Genome-wide identification, organization and phylogenetic analysis of Dicer-like, Argonaute and RNA-dependent RNA Polymerase gene families and their expression analysis during reproductive development and stress in rice

Background: Important developmental processes in both plants and animals are partly regulated by genes whose expression is modulated at the post-transcriptional level by processes such as RNA interference (RNAi). Dicers, Argonautes and RNA-dependent RNA polymerases (RDR) form the core components that facilitate gene silencing and have been implicated in the initiation and maintenance of the trigger RNA molecules, central to process of RNAi. Investigations in eukaryotes have revealed that these proteins are encoded by variable number of genes with plants showing relatively higher number in each gene family. To date, no systematic expression profiling of these genes in any of the organisms has been reported.
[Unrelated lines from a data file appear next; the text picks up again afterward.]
PR #20, opened 2020-05-13
Make easier to work locally

OwenArnold:
Prevent conflicts every time we edit to work locally


sans/reduction.ipynb
```diff
@@ -45,7 +56,7 @@
    "metadata": {},
    "outputs": [],
    "source": [
-    "path = '/home/simon/code/loki_tube_scripts/test/test_data'\n",
+    "path = os.path.join(dataconfig.data_root,'test_data')\n",
```
SimonHeybrock:
```suggestion
    "path = dataconfig.data_root\n",
```
Will want to run this also with files from elsewhere.

PR #21, opened 2020-05-18
Playing with potential unit conversion API

SimonHeybrock:
A first attempt (not for merging).

Problems:
- Data that is already in wavelength ends up with "non-compliant" position coord (which should be an attribute), since we never call `TofBeamline.convert` on it (see TODO in code). Ideas on how to solve this nicely?


sans/reduction.ipynb
```diff
@@ -236,12 +247,11 @@
     "    # Setup direct beam and normalise to monitor. I.e. adjust for efficiency of detector across the wavelengths.\n",
     "    direct_beam = load_rkh(filename=f'{path}/{direct_beam_file}')\n",
     "    del direct_beam.coords['detector_info']\n",
-    "    del direct_beam.coords['position']\n",
     "    to_bin_edges(direct_beam, 'wavelength')\n",
     "    direct_beam = rebin_distribution(direct_beam, 'wavelength', monitor.coords['wavelength'])\n",
     "    direct_beam.unit = sc.units.one # TODO conflicts with unit conv to Q, is Q1D2 ignoring this?\n",
     "    direct_beam = monitor * transmission * direct_beam\n",
-    "    del direct_beam.coords['position']\n",
+    "    del direct_beam.coords['position'] # TODO already in wavelength -> never using TofBeamline -> non-standard coords\n",
```
SimonHeybrock, line 254: How can we avoid this elegantly? Is it something to be fixed in the conversion from Mantid?

sans/reduction.ipynb
```diff
@@ -177,6 +177,18 @@
...
+  {
+   "cell_type": "code",
+   "execution_count": null,
+   "metadata": {},
+   "outputs": [],
+   "source": [
+    "beamline = sc.neutron.TofBeamline(\n",
+    "    path=['source_position', 'sample_position', 'position'],\n",
+    "    scatter='sample_position')\n",
+    "elastic = sc.neutron.ElasticScattering(theta='theta');"
```
SimonHeybrock, line 189: Here we could add extra options (or use different converters) to support things such as gravity.

sans/reduction.ipynb
SimonHeybrock: To clarify: I am thinking of something like making positions coords only if the workspace contains time-of-flight. If it is another unit, positions would be attributes.

PR #23, opened 2020-05-22
loki q resolution

OwenArnold:
Based on https://docs.mantidproject.org/nightly/algorithms/TOFSANSResolutionByPixel-v1.html see also https://github.com/ess-dmsc-dram/loki_tube_scripts/blob/master/data_reduction_scripts/FullDataReduction.py#L201-L208

There is a corresponding branch [loki_q_resolution](https://github.com/scipp/scipp/pull/1163) for the scipp repository 

----------
Notes of Combining q1d and q_resolution steps based on Mantid Q1D

* qres and input data workspace have guaranteed same wavelength bins in mantid, `Qhelper` checks this. 
* Qout is binning input to algorithm (already handled in scipp)
* Qout [bin] is lookup from Qin. Qin is calculated from input wavelengths via simple transform per bin.
* QBin is bin width in output Q
* QResIn is q-value at corresponding wavelength.

[here](https://github.com/mantidproject/mantid/blob/bb3320265bfd15f6a9820816e12e5548d1127930/Framework/Algorithms/src/Q1D2.cpp#L257)

```
qResolutionOut[bin] +=
                (*YIn) * std::sqrt((*QResIn) * (*QResIn) + QBin * QBin / 12.0);
```
I think this could be done via `histogram`. With input being ```d * sqrt(dq * dq)``` followed by addition of ```1/12* Qbin_width ** 2```

[here](https://github.com/mantidproject/mantid/blob/bb3320265bfd15f6a9820816e12e5548d1127930/Framework/Algorithms/src/Q1D2.cpp#L326)

```
*qResolutionIterator = (*qResolutionIterator) / (*countsIterator);
```
[here](https://github.com/mantidproject/mantid/blob/bb3320265bfd15f6a9820816e12e5548d1127930/Framework/Algorithms/src/Q1D2.cpp#L329)
```
outputWS->setPointStandardDeviations(0, std::move(qResolutionOut));
```


sans/reduction.ipynb
```diff
@@ -210,6 +210,55 @@
...
+    "    moderator.data.unit = sc.units.s # fixup moderator units to microseconds. Previously dimensionless\n",
+    "    \n",
+    "    # Calcualte moderator spread\n",
+    "    s = moderator.data * sc.reciprocal(l1 + l2) # times to inv velocity\n",
+    "    s *= k # inv velocity to wavelength\n",
+    "    s.unit = sc.units.angstrom\n",
+    "    s *= 1e10\n",
+    "    \n",
+    "    std_dev_lam = (d_lam)/12 + s\n",
+    "    std_dev_lam *= sc.reciprocal(lam)\n",
```
SimonHeybrock: Missing squares on `d_lam`, `s`, and `lam` (or `sqrt` on 12)?

sans/reduction.ipynb
```diff
@@ -210,6 +210,55 @@
...
+    "    f = (4 * np.pi * np.pi) * sc.reciprocal(12 * lam * lam)\n",
+    "   \n",
+    "    return sc.DataArray(sc.sqrt(f * (a1 + a2 + a3)) + (q * std_dev_lam), coords={'wavelength':lam, 'spectrum':d.coords['spectrum'].copy()})\n",
```
SimonHeybrock: - Missing square on `q`.
- Parenthesis of `sqrt` end too early. But probably we should just return `sigma_Q^2` anyway, so remove the sqrt?

sans/reduction.ipynb
```diff
@@ -261,10 +302,13 @@
     "        dims=['Q'],\n",
     "        unit=sc.units.one/sc.units.angstrom,\n",
     "        values=np.geomspace(0.008, 0.6, num=55))\n",
-    "    # TODO QResolution\n",
+    "   \n",
     "    d = sc.Dataset({'data':data, 'norm':solid_angle(data)*direct_beam})\n",
+    "    wav_edges = d.coords['wavelength'].copy()\n",
     "    to_bin_centers(d, 'wavelength')\n",
     "    d = sc.neutron.convert(d, 'wavelength', 'Q', out=d) # TODO no gravity yet\n",
+    "    dq = q_resolution(wav_edges, moderator, d)\n",
```
SimonHeybrock: No need for copy of `wav_edges`, just move this up by two lines?

sans/reduction.ipynb
```diff
@@ -210,6 +210,55 @@
...
+    "    a2 = (r2*inv_l3)*(r2*inv_l3) * 3.0\n",
+    "    a3 = (dr/l2) * (dr/l2) \n",
+    "    q = 4.0 * np.pi * sc.sin(theta) * sc.reciprocal(lam) # keep in wav dim to prevent broadcast\n",
+    "    \n",
+    "    h = 6.62607004E-34\n",
+    "    m = 1.6749E-27\n",
+    "    k = sc.Variable(value=h/m, unit=(sc.units.m * sc.units.m)/sc.units.s) \n",
+    "    \n",
+    "    moderator.data.values *= 1e-6 # us to seconds\n",
+    "    moderator.data.unit = sc.units.s # fixup moderator units to microseconds. Previously dimensionless\n",
```
SimonHeybrock: Is this an bug in our Mantid converter?

sans/reduction.ipynb
```diff
@@ -210,6 +210,55 @@
...
+    "    \n",
+    "    # Calcualte moderator spread\n",
+    "    s = moderator.data * sc.reciprocal(l1 + l2) # times to inv velocity\n",
+    "    s *= k # inv velocity to wavelength\n",
+    "    s.unit = sc.units.angstrom\n",
+    "    s *= 1e10\n",
```
SimonHeybrock: Interesting! Looking in some more detail at the moderator spread calculation shows that this is simply a conversion from TOF to wavelength, except that the time is in the values of `moderator`, not in the coord. Please verify, but if true we can do something like

```python
mod = sc.Dataset(coords={'tof':moderator.data, 'source_position':moderator.attrs['source_position'], ...)
s = sc.neutron.convert(mod, 'tof', 'wavelength').coords['wavelength']
```
Avoiding the need for duplicating physical constants and unit conversions.

Interestingly, this hints at a wrong abstraction for unit conversions: Maybe unit conversion should be exposed in a different way, such that it cannot just convert coords. Will need to think about ths.

sans/reduction.ipynb
OwenArnold: Yes, removing sq then sqrt was an optimisation (same result), but probably didn't improve performance much. Returning sq would also be OK. Also given the discussion about how to apply to q1d, I might need to think about the boundaries of this function - as in is returning a mantid like result that might not be necessary.

sans/reduction.ipynb
OwenArnold: Yes. I had originally thought I could use the q calculated and set on d as part of unit conversion, but I cannot, so yes copy can now be avoided.

sans/reduction.ipynb
SimonHeybrock: It cannot be the same result, aren't the parenthesis in the wrong place?

sans/reduction.ipynb
OwenArnold: Indeed, would be nice if this was not limited to coordinates.

SimonHeybrock: @OwenArnold Try if this gives the same result:

```python
tof = moderator.data.copy()
tof.variances = None # shortcoming of Mantid or Mantid converter?
tof.rename_dims({'wavelength':'tof'}) # TODO overly restrictive check in convert (rename)
mod = sc.Dataset(coords={
    'tof':tof,
    'position':sample.coords['position'],
    'source_position':sample.coords['source_position'],
    'sample_position':sample.coords['sample_position']})
sc.neutron.convert(mod, 'tof', 'wavelength').coords['wavelength']
```

sans/reduction.ipynb
```diff
@@ -210,6 +210,55 @@
...
+    "    \n",
+    "    d_lam = lam_edges['wavelength', 1:] - lam_edges['wavelength', :-1] # bin widths\n",
+    "    lam = 0.5 * (lam_edges['wavelength', 1:] + lam_edges['wavelength', :-1]) # bin centres\n",
+    "    \n",
+    "    r2 = sc.Variable(value=4.0824829046386295/1000, unit=sc.units.m) # sample aperture radius\n",
+    "    r1 = sc.Variable(value=14.433756729740645/1000, unit=sc.units.m) # source aperture radius\n",
+    "    dr = sc.Variable(value=8.0/1000, unit=sc.units.m) # virtual ring width on detector\n",
+    "    \n",
+    "    l2 = sc.neutron.l2(d)\n",
+    "    l1 = sc.Variable(value=5.0, unit=sc.units.m) # should be sc.neutron.l1(d) = 25.6m ?\n",
```
SimonHeybrock: I think this is just a misleading naming in the equation, it should *not* be l1, but the collimation length, as specified for the algorithm. We *do* need the actual L1 for the moderator calculation though (but see the snippet I had suggested to avoid this altogether).

sans/reduction.ipynb
OwenArnold: I'll take a look at what the original outputs were. I think they might have been dimensionless in the `LoadRKH` generated workspace, but if not correct units could be attached in the converter.

sans/reduction.ipynb
OwenArnold: I'll change the name and remove my comment to avoid confusion.

sans/reduction.ipynb
```diff
@@ -210,6 +210,57 @@
...
+    "    \n",
+    "    d_lam = lam_edges['wavelength', 1:] - lam_edges['wavelength', :-1] # bin widths\n",
+    "    lam = 0.5 * (lam_edges['wavelength', 1:] + lam_edges['wavelength', :-1]) # bin centres\n",
+    "    \n",
+    "    r2 = sc.Variable(value=4.0824829046386295/1000, unit=sc.units.m) # sample aperture radius\n",
+    "    r1 = sc.Variable(value=14.433756729740645/1000, unit=sc.units.m) # source aperture radius\n",
+    "    dr = sc.Variable(value=8.0/1000, unit=sc.units.m) # virtual ring width on detector\n",
+    "    \n",
+    "    l2 = sc.neutron.l2(d)\n",
+    "    l_collimation = sc.Variable(value=5.0, unit=sc.units.m) # should be sc.neutron.l1(d) = 25.6m ?\n",
```
SimonHeybrock: Just make these parameters to `q_resolution`, as for the original algorithm?

SimonHeybrock: @OwenArnold I meant all the hard-coded values such as `r1`, etc..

Results: In this study, we provide a complete analysis of rice Dicer-like, Argonaute and RDR gene families including gene structure, genomic localization and phylogenetic relatedness among gene family members. We also present microarray-based expression profiling of these genes during 14 stages of reproductive and 5 stages of vegetative development and in response to cold, salt and dehydration stress. We have identified 8 Dicer-like (OsDCLs), 19 Argonaute (OsAGOs) and 5 RNA-dependent RNA polymerase (OsRDRs) genes in rice. Based on phylogeny, each of these genes families have been categorized into four subgroups. Although most of the genes express both in vegetative and reproductive organs, 2 OsDCLs, 14 OsAGOs and 3 OsRDRs were found to express specifically/preferentially during stages of reproductive development. Of these, 2 OsAGOs exhibited preferential up-regulation in seeds. One of the Argonautes (OsAGO2) also showed specific up-regulation in response to cold, salt and dehydration stress. Conclusion: This investigation has identified 23 rice genes belonging to DCL, Argonaute and RDR gene families that could potentially be involved in reproductive development-specific gene regulatory mechanisms. These data provide an insight into probable domains of activity of these genes and a basis for further, more detailed investigations aimed at understanding the contribution of individual components of RNA silencing machinery during reproductive phase of plant development.